# land for sale



## Rabbit Runner (Dec 24, 2004)

hey guys, I saw this ad in the local paper today.

Atkinson County.
2711 Ac for sale. Only 495.00$ per acre.
will split in half, cutover hunting tract with scattered timber
food plots and great interior road system. long paved road frontage. Big Deer, Turkey,Wild Hogs and Ducks.

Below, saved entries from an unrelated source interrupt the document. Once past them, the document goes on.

PR #1200, opened 2022-02-03
feat(MockInterceptor): add support for callbacks on `reply`

suneettipirneni:
This adds the ability to have callbacks when replying to a mocked requests, similar to how nock enables callbacks for responses. This is especially helpful for situations where the response depends on certain request options.

Example of how it can be used:
```ts
mockPool
  .intercept({
    path: '/test',
    method: 'GET',
  })
  .reply(200, ({ headers }) => ({
    myHeader: headers.get('foo'),
  }));


const res = await fetch('http://localhost:3000/test', {
    headers: {
      foo: 'bar',
    },
  }).then((res) => res.json());

console.log(res); // Prints { myHeader: 'bar' }

```

### DIFF
--- a/docs/api/MockPool.md
+++ b/docs/api/MockPool.md
@@ -62,7 +62,7 @@ Returns: `MockInterceptor` corresponding to the input options.
 
 We can define the behaviour of an intercepted request with the following options.
 
-* **reply** `(statusCode: number, replyData: string | Buffer | object, responseOptions?: MockResponseOptions) => MockScope` - define a reply for a matching request. Default for `responseOptions` is `{}`.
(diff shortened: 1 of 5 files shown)


mcollina (changes requested):

mcollina (changes requested):
Good work!

Could you:

1. add a test for the types? we use tsd!
2. update the documentation

docs/api/MockPool.md
```diff
@@ -163,7 +196,6 @@ const mockPool = mockAgent.get('http://localhost:3000')
 mockPool.intercept({
   path: '/foo?hello=there&see=ya',
   method: 'POST',
-  body: 'form1=data1&form2=data2',
```
mcollina, line 166: why was this line removed? Could you restore it?

mcollina (commented):
Good work! one final question

mcollina (approved):
lgtm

Owners Number is 478-986-4324.


----------



## larryefrance (Aug 24, 2008)

*Land*

Would Like To Have About 50 Acres


----------



## CrippledCoon (Aug 24, 2008)

I bet that place doesnt have a tree on it......


----------



## SGADawg (Aug 24, 2008)

At $495/acre it doesn't have to have trees.  I live in the next co north of there and haven't seen anything that cheap per acre in many years, regardless of what was/wasn't on it.  Of course, $1.3 mil is a lot of money, no matter if it is cheap/acre.


----------



## fatboy84 (Aug 24, 2008)

CrippledCoon said:


> I bet that place doesnt have a tree on it......

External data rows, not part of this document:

PR #1204, opened 2022-02-04
Fix order of WASM loading

mcfedr:
Recent changes to how the wasm is loaded in #1183 have accidentally changed the order of simd/other builds.

You can see in the diff, originally the 

```diff
  try {
-    mod = await WebAssembly.compile(await readFile(resolve(__dirname, './llhttp/llhttp_simd.wasm')))
+    mod = await WebAssembly.compile(Buffer.from(llhttpWasmData, 'base64'))
  } catch (e) {
...
-    mod = await WebAssembly.compile(await readFile(resolve(__dirname, './llhttp/llhttp.wasm')))
+    mod = await WebAssembly.compile(Buffer.from(llhttpSimdWasmData, 'base64'))
  }
```

This makes sense because the simd build should throw when it isnt supported, and the catch loads the basic version.

Currently no one will be using the simd version.

This PR changes the order back, so that simd is loaded first, and on error we can the basic version.

I've also inlined the `require` call to the base64 JS module, this way most of the time the text of the basic version doesnt need to be loaded.

### DIFF
--- a/lib/client.js
+++ b/lib/client.js
@@ -24,9 +24,6 @@ const {
   HTTPParserError
 } = require('./core/errors')
 const buildConnector = require('./core/connect')
-const llhttpWasmData = require('./llhttp/llhttp.wasm.js')
-const llhttpSimdWasmData = require('./llhttp/llhttp_simd.wasm.js')
-
 const {
   kUrl,
   kReset,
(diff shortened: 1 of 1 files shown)


mcollina (approved):
lgtm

I bet is does now since this was posted 4 years ago.


----------



## brownhounds (Aug 24, 2008)

that has to be a typo.  are you sure he didnt mean 4,950 per acre?


----------



## ALLBEEF (Sep 9, 2008)

It is in a conservation program with the state - Which means all you can do with it basically is hunt on it. I don't think you can cut timber or build houses or anything.


----------